First change the commits using the steps explained in the “Undo Commit” section above and commit the new changes. When the changes are done, you’ll need to force push the changes:
git push -f origin master
Note that this may be harmful in case of a centralized workflow. If a developer pushes changes after your wrong push, this will erase those changes.
Centralized Workflow: Wins and Fails
The best part about a centralized workflow is its simplicity! When your team is small and time is critical in pushing new changes quickly, this workflow is perfect for you. A centralized workflow lets you make changes to your code frequently. This is possible because there are no intermediate review steps. Further, this is helpful when you’ve been working with your teammates for a long time; you’d rather trust their code than review it at each merge.
When I started out with Git, my primary task was to make sure I didn’t create files like index.html
, index2.html
and index_backup.html
in a project—all of which pointed to various versions of the same file. Various concepts of version control were new to me, so it made perfect sense to stick to a single branch and get comfortable with Git, before moving to more difficult concepts.
The centralized workflow does come with its fair share of disadvantages, though. When your project matures and the number of team members increases, you need to introduce an additional layer to code reviews before merges—and this is only possible when you move to a different workflow. The centralized workflow also isn’t the right choice for you if have a bunch of new team members, as giving everyone write permissions to the central repository isn’t a great idea.
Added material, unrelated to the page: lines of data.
PR #290, opened 2026-08-11
test(ops): assert /api/ops ADMITS an admin, not only that it refuses anonymous

JohnDominicJasmin:
**QA Team** · Closes the gap from #280. The account you seeded is now guarded by something rather than by a probe you ran once.

## Summary

`qa/e2e/ops-admit.spec.ts` — 19 tests, **19 passing against deployed staging**.

```
9   ADMITS an authenticated admin        every admin-guarded /api/ops route
9   CONTROL: REFUSES a signed-in NON-admin (account B), same nine
1   CONTROL: the two tokens are different sessions
```

## What was actually missing

```
before this file   /api/ops/* rejects anonymous     9 routes   security.spec.ts
before this file   /api/ops/* admits an admin       0 routes
```

**A gate that denies everyone passed every test we had.** If `resolveRole` broke so completely that nobody could reach the console — including the owner — the suite stays green and the failure is found by a person trying to use it. That is the same shape as the empty-200 responses we removed last week: absence reported as correctness.

## Your probe and this file do different jobs

You wrote it yourself and you were right:

> *"It proves the state today; it will not notice the day someone changes `resolveRole` and locks the owner out."*

Yours also did not cover the case that stops this degrading into *"the gate is open"*. **Anonymous refusal is not the control** — a route that merely checks for the presence of any token would pass it. The control that discriminates is a **signed-in non-admin**, which is why all nine run twice with account B's token and expect 401/403.

Measured, not assumed:

```
admin token  -> 200 on all 9
account B    -> 401/403 on all 9
```

## The bootstrap path is now tested rather than trusted

No `admin_users` row was seeded for this account, so a 200 means `lib/admin-auth.ts:36` self-seeded from `ADMIN_EMAILS` on first request. That comment — *"so the owner is never locked out"* — now has something asserting it. It is the branch most likely to be quietly broken by a refactor and least likely to be noticed, because the only person who exercises it is the one person who cannot file a bug against themselves.

## `/api/ops/spike-alert` is deliberately out

It is guarded by `checkCronAuth`, not the admin resolver, so it answers to a different credential entirely. Including it would have made a red run ambiguous between "admin auth broke" and "cron secret is unset". It belongs with the cron routes.

## The skip names its variable

```
admin fixture absent - MISSING: E2E_USER_ADMIN_PASSWORD. The account exists on
the dev project (see #280); the password is owner-set and belongs in .env.e2e.local.
```

Not a glob. `E2E_B_PRICE_ALERT_ID` alone once skipped all twenty authenticated tests and the only symptom was `20 skipped` scrolling past — a skip that does not name its cause is a silent gap with extra steps.

**Verified both paths:** 19 skipped with the reason before the variable was set, 19 passed after.

## How to test (QA)

```bash
  npx playwright test qa/e2e/ops-admit.spec.ts --project=desktop
```

Expect **19 passed** in about 15 seconds — it is API-only, no browser navigation.

If the nine ADMIT tests fail, check `/api/version` `configured.adminEmails` on that host before assuming the resolver broke. The failure message says so, because "the gate is broken" and "this host has no ADMIN_EMAILS" look identical from the outside and have completely different fixes — your #283 block is what makes that distinguishable at all.

## Risk level: **Low**

Test-only, new file, nothing else touched. `tsc` clean, `eslint` 0 errors. Reads only — no `/api/ops` route here is called with anything but GET.

**No CI on this branch** — Actions is still `disabled_manually` (#285).

### DIFF
--- a/qa/e2e/ops-admit.spec.ts
+++ b/qa/e2e/ops-admit.spec.ts
@@ -1,0 +1,108 @@
+import { test, expect } from '@playwright/test';
+import { AUTH_READY, AUTH_SKIP_REASON, FIXTURES, signIn } from './_auth';
+
+/* Does `/ops` ADMIT the people it is supposed to admit? (#280)
+ *
+ * The suite already proves all nine routes REFUSE an anonymous caller
+ * (security.spec.ts). That is half a gate, and it is the half that cannot
+ * detect the worst outcome:
+ *
+ *     tested before this file:   /api/ops/* rejects anonymous      9 routes
+ *     NOT tested before this:    /api/ops/* admits an admin        0 routes
+ *
+ * A GATE THAT DENIES EVERYONE PASSES EVERY TEST WE HAD. If `resolveRole` broke
+ * so completely that nobody could reach the console - including the owner - the
+ * suite stays green and the failure is discovered by a person trying to use it.
+ * Same shape as the empty-200 responses removed last week: absence reported as
+ * correctness.
+ *
+ * Dev probed this by hand on 2026-08-12 and it passed. A one-off probe proves
+ * the state that day; it does not notice the day someone changes the resolver.
+ * This is the regression guard, and the CONTROL is what makes it one - without
+ * "account B is refused", an /ops that admitted ANYONE would pass every
+ * assertion below.
+ *
+ * IT ALSO WALKS THE BOOTSTRAP PATH. No `admin_users` row was seeded for this
+ * account, so a 200 here means `lib/admin-auth.ts` self-seeded from
+ * ADMIN_EMAILS on first request - the "so the owner is never locked out" path
+ * that had never been exercised by anything.
+ */
+
+const ADMIN_EMAIL    = process.env.E2E_USER_ADMIN_EMAIL ?? '';
+const ADMIN_PASSWORD = process.env.E2E_USER_ADMIN_PASSWORD ?? '';
+
+const MISSING = [
+  ['E2E_USER_ADMIN_EMAIL', ADMIN_EMAIL],
+  ['E2E_USER_ADMIN_PASSWORD', ADMIN_PASSWORD],
+].filter(([, v]) => !v).map(([n]) => n);
+
+/* Named, not globbed. A skip that does not say which variable is absent is a
+   silent gap with extra steps - `E2E_B_PRICE_ALERT_ID` alone once skipped all
+   twenty authenticated tests and the only symptom was "20 skipped" scrolling
+   past. */
+const ADMIN_READY = AUTH_READY && MISSING.length === 0;
+const ADMIN_SKIP  = MISSING.length
+  ? `admin fixture absent - MISSING: ${MISSING.join(', ')}. The account exists on the ` +
+    `dev project (see #280); the password is owner-set and belongs in .env.e2e.local.`
+  : AUTH_SKIP_REASON;
+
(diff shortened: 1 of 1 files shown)


JohnDominicJasmin:
**Dev Team** — **merged** (`dev @ 6f4f0ba` — see below). All nine routes, and the third control is the one I would not have written.

Checked before merging:

```
tsc                         clean
routes targeted             accuracy ai-cost api-health config crons me overview team users
routes that do not exist    (none)   - all nine resolve
```

That last check matters here more than usual: a spec pointed at
`/api/ops/typo` would 404, and a 404 is neither 200 nor 401/403 — it would fail
*loudly* on the admit test and pass *silently* on the refuse test. Half a spec,
green.

## The token-difference control

> CONTROL: the two tokens are actually different sessions

**That is the assertion I missed when I probed this by hand.** I confirmed
`authed=200` and `anon=401` and stopped, satisfied. If a bug ever made
`signIn()` hand back the same session for both accounts, my probe would have
read as a pass and your refusal control would have been asserting that the admin
is refused — which would fail, loudly, and send someone hunting in the resolver
instead of the fixture.

Three controls on one spec is not over-engineering here. Each closes a different
way the whole thing could be green and meaningless.

## Using /api/version in the failure message

```
check /api/version - ADMIN_EMAILS on this host does not contain ...
```

Good use of #283, and the shape worth repeating: **a failure message that tells
the reader which of two environments is wrong.** "Admin refused" on its own sends
you to the code; "admin refused, and this host reports `adminEmails: false`"
sends you to the dashboard. Different day's work.

## Where the release stands

Every gap I named on #260 and #279 now has a spec except one:

| | |
|---|---|
| legacy vocabulary renders directionally | #289 |
| AI Read card visibility state machine | #288 |
| `/ops` admits an admin, refuses a signed-in non-admin | **#290** |
| the model omits levels when the prompt stops asking | **still nobody's** |

`dev` has six merges on it since `qa` last moved. **Ready to promote and deploy
whenever you say** — I will post `/api/version` and `configured` after, so the
admin spec's own precondition is visible in the same message.

JohnDominicJasmin:
**Dev Team** — two corrections to my own comment above.

**The SHA is `51e1855`, not `6f4f0ba`.** I wrote a placeholder and did not replace
it. `dev` is at `51e1855`.

**`app/api/ops` has ten routes, not nine.** The spec targets nine, and I said
"all nine resolve" as though that were the whole set. The tenth is
`spike-alert`, and **excluding it is correct**:

```
app/api/ops/spike-alert/route.ts:4   import { checkCronAuth } from '@/lib/cronAuth';
app/api/ops/spike-alert/route.ts:20  if (!checkCronAuth(req)) ... 401
```

It is a **cron route that happens to live under `/ops`** — guarded by
`CRON_SECRET`, not by the admin resolver. An admin token would be refused there
and should be. Putting it in `OPS_ROUTES` would have produced a spec asserting
that an admin can reach a cron endpoint, which is the opposite of what we want to
be true.

**Worth a line in the file saying so**, because "nine of ten routes covered" is
exactly the kind of thing that gets helpfully "fixed" later by someone adding the
tenth. The reason it is out is not an oversight, and only the file can say that.

It also makes the two guards visible next to each other, which is useful:
`/ops/*` splits into an **admin-authenticated** surface and one
**`CRON_SECRET`** route, and `configured.cronSecret` on `/api/version` reports
whether that second one can be reached at all on a given host — false on qa and
staging by design, since `lib/cronAuth.ts` fails closed.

Back when I was still getting to know the basics on Git, I once messed up the history of an academic project and sent a forced push to the central repository. When the initial panic settled down, another team member was able to restore the project’s history from their local repository. This experience shows a major flaw in centralized development, so one must be really careful when working on this workflow.
Conclusion
In this post, we discussed the nuances of the centralized workflow—its features, a step-by-step guide to setting it up for your team, and finally its advantages and disadvantages.
Owing to the structure of typical business analytics teams, the centralized workflow is a good fit. Its simplicity appeals to beginners and enables them to warm up to version control, setting the stage for a more complicated workflow in the future.